Segment Start: TASK INPUTS
PR #367, opened 2022-08-15
Support configurable Allowed Content Types within Hypertrace Javaagent

bradAtTraceable:
I had to start with a new PR and branch on this issue, due to the problems I was having pushing to the origin branch.  This, I believe, was due to submodules within the Hypertrace agent.  I think that these problems are fixed with this PR.

### DIFF
--- a/otel-extensions/src/main/java/org/hypertrace/agent/otel/extensions/config/DataCaptureConfigImpl.java
+++ b/otel-extensions/src/main/java/org/hypertrace/agent/otel/extensions/config/DataCaptureConfigImpl.java
@@ -1,0 +1,75 @@
+/*
+ * Copyright The Hypertrace Authors
+ *
+ * Licensed under the Apache License, Version 2.0 (the "License");
+ * you may not use this file except in compliance with the License.
+ * You may obtain a copy of the License at
+ *
+ *     http://www.apache.org/licenses/LICENSE-2.0
+ *
+ * Unless required by applicable law or agreed to in writing, software
+ * distributed under the License is distributed on an "AS IS" BASIS,
+ * WITHOUT WARRANTIES OR CONDITIONS OF ANY KIND, either express or implied.
+ * See the License for the specific language governing permissions and
+ * limitations under the License.
+ */
+
+package org.hypertrace.agent.otel.extensions.config;
+
+import com.google.auto.service.AutoService;
+import com.google.protobuf.StringValue;
+import java.util.List;
+import org.hypertrace.agent.config.v1.Config;
+import org.hypertrace.agent.core.config.DataCaptureConfig;
+
+/**
+ * An implementation of the DataCaptureConfig interface, which can provide the names of the content
+ * types that can be captured.
+ */
+@AutoService(DataCaptureConfig.class)
+public class DataCaptureConfigImpl implements DataCaptureConfig {
+
+  private final Config.AgentConfig agentConfig = HypertraceConfig.get();
+
+  private final Config.DataCapture dataCaptureConfig =
+      (agentConfig != null) ? agentConfig.getDataCapture() : null;
+
+  private String[] allAllowedContentTypes;
+
+  public DataCaptureConfigImpl() {
+    super();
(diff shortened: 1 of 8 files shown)


otel-extensions/src/main/java/org/hypertrace/agent/otel/extensions/config/HypertraceConfig.java
```diff
@@ -189,4 +219,27 @@ private static String convertYamlToJson(InputStream yaml) throws IOException {
     ObjectMapper jsonWriter = new ObjectMapper();
     return jsonWriter.writeValueAsString(obj);
   }
+
+  /**
+   * Creates a collection of objects consisting of the set of objects specified in the
```
tim-mwangi, line 224: Should we have the config allowed content types just do the override? i.e if you set the config yourself, you need to add the defaults as well in the config i.e

otel-extensions/src/main/java/org/hypertrace/agent/otel/extensions/config/DataCaptureConfigImpl.java
```diff
@@ -0,0 +1,75 @@
...
+import com.google.protobuf.StringValue;
+import java.util.List;
+import org.hypertrace.agent.config.v1.Config;
+import org.hypertrace.agent.core.config.DataCaptureConfig;
+
+/**
+ * An implementation of the DataCaptureConfig interface, which can provide the names of the content
+ * types that can be captured.
+ */
+@AutoService(DataCaptureConfig.class)
```
tim-mwangi, line 29: Why can't the default allowed content types be just a list of strings?

otel-extensions/src/main/java/org/hypertrace/agent/otel/extensions/config/HypertraceConfig.java
ryanericson: yep

bradAtTraceable: ok, I wasn't sure what was the right thing to do here.  Will fix

otel-extensions/src/main/java/org/hypertrace/agent/otel/extensions/config/DataCaptureConfigImpl.java
bradAtTraceable: I followed the precedent of defining implementations for the portions of the configuration that are required by the Java agent.  The Java agent uses Java services to perform the initialization of config data; I merely continued the practice, for consistency.

tim-mwangi: I see. Ok.

otel-extensions/src/test/resources/nonDefaultDataCaptureConfig.yaml
```diff
@@ -0,0 +1,23 @@
...
+  trace_reporter_type: OTLP
+  metric_reporter_type: METRIC_REPORTER_TYPE_OTLP
+  cert_file: /foo/bar/example.pem
+dataCapture:
+  bodyMaxSizeBytes: 16
+  httpHeaders:
+    request: true
+    response: false
+  httpBody:
+  allowed_content_types: ["foo", "bar"]
```
shashank11p, line 19: Should we only use the ones given here or add these along with the default? I guess using only the ones given in config would give us options to remove some content-types if we do not want to capture those.

tim-mwangi: https://github.com/hypertrace/javaagent/pull/367#discussion_r946068547

tim-mwangi: We'd like the config to override the defaults. So if you set the config then only those in the config will be used.

tim-mwangi (approved):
Segment End: TASK INPUTS
*WHAT YOU ARE ASKED TO DO*. Output each entry exactly. Leave none out.

*ANSWER SECTION*.
PR #367, opened 2022-08-15
Support configurable Allowed Content Types within Hypertrace Javaagent

bradAtTraceable:
I had to start with a new PR and branch on this issue, due to the problems I was having pushing to the origin branch.  This, I believe, was due to submodules within the Hypertrace agent.  I think that these problems are fixed with this PR.

### DIFF
--- a/otel-extensions/src/main/java/org/hypertrace/agent/otel/extensions/config/DataCaptureConfigImpl.java
+++ b/otel-extensions/src/main/java/org/hypertrace/agent/otel/extensions/config/DataCaptureConfigImpl.java
@@ -1,0 +1,75 @@
+/*
+ * Copyright The Hypertrace Authors
+ *
+ * Licensed under the Apache License, Version 2.0 (the "License");
+ * you may not use this file except in compliance with the License.
+ * You may obtain a copy of the License at
+ *
+ *     http://www.apache.org/licenses/LICENSE-2.0
+ *
+ * Unless required by applicable law or agreed to in writing, software
+ * distributed under the License is distributed on an "AS IS" BASIS,
+ * WITHOUT WARRANTIES OR CONDITIONS OF ANY KIND, either express or implied.
+ * See the License for the specific language governing permissions and
+ * limitations under the License.
+ */
+
+package org.hypertrace.agent.otel.extensions.config;
+
+import com.google.auto.service.AutoService;
+import com.google.protobuf.StringValue;
+import java.util.List;
+import org.hypertrace.agent.config.v1.Config;
+import org.hypertrace.agent.core.config.DataCaptureConfig;
+
+/**
+ * An implementation of the DataCaptureConfig interface, which can provide the names of the content
+ * types that can be captured.
+ */
+@AutoService(DataCaptureConfig.class)
+public class DataCaptureConfigImpl implements DataCaptureConfig {
+
+  private final Config.AgentConfig agentConfig = HypertraceConfig.get();
+
+  private final Config.DataCapture dataCaptureConfig =
+      (agentConfig != null) ? agentConfig.getDataCapture() : null;
+
+  private String[] allAllowedContentTypes;
+
+  public DataCaptureConfigImpl() {
+    super();
(diff shortened: 1 of 8 files shown)


otel-extensions/src/main/java/org/hypertrace/agent/otel/extensions/config/HypertraceConfig.java
```diff
@@ -189,4 +219,27 @@ private static String convertYamlToJson(InputStream yaml) throws IOException {
     ObjectMapper jsonWriter = new ObjectMapper();
     return jsonWriter.writeValueAsString(obj);
   }
+
+  /**
+   * Creates a collection of objects consisting of the set of objects specified in the
```
tim-mwangi, line 224: Should we have the config allowed content types just do the override? i.e if you set the config yourself, you need to add the defaults as well in the config i.e

otel-extensions/src/main/java/org/hypertrace/agent/otel/extensions/config/DataCaptureConfigImpl.java
```diff
@@ -0,0 +1,75 @@
...
+import com.google.protobuf.StringValue;
+import java.util.List;
+import org.hypertrace.agent.config.v1.Config;
+import org.hypertrace.agent.core.config.DataCaptureConfig;
+
+/**
+ * An implementation of the DataCaptureConfig interface, which can provide the names of the content
+ * types that can be captured.
+ */
+@AutoService(DataCaptureConfig.class)
```
tim-mwangi, line 29: Why can't the default allowed content types be just a list of strings?

otel-extensions/src/main/java/org/hypertrace/agent/otel/extensions/config/HypertraceConfig.java
ryanericson: yep

bradAtTraceable: ok, I wasn't sure what was the right thing to do here.  Will fix

otel-extensions/src/main/java/org/hypertrace/agent/otel/extensions/config/DataCaptureConfigImpl.java
bradAtTraceable: I followed the precedent of defining implementations for the portions of the configuration that are required by the Java agent.  The Java agent uses Java services to perform the initialization of config data; I merely continued the practice, for consistency.

tim-mwangi: I see. Ok.

otel-extensions/src/test/resources/nonDefaultDataCaptureConfig.yaml
```diff
@@ -0,0 +1,23 @@
...
+  trace_reporter_type: OTLP
+  metric_reporter_type: METRIC_REPORTER_TYPE_OTLP
+  cert_file: /foo/bar/example.pem
+dataCapture:
+  bodyMaxSizeBytes: 16
+  httpHeaders:
+    request: true
+    response: false
+  httpBody:
+  allowed_content_types: ["foo", "bar"]
```
shashank11p, line 19: Should we only use the ones given here or add these along with the default? I guess using only the ones given in config would give us options to remove some content-types if we do not want to capture those.

tim-mwangi: https://github.com/hypertrace/javaagent/pull/367#discussion_r946068547

tim-mwangi: We'd like the config to override the defaults. So if you set the config then only those in the config will be used.

tim-mwangi (approved):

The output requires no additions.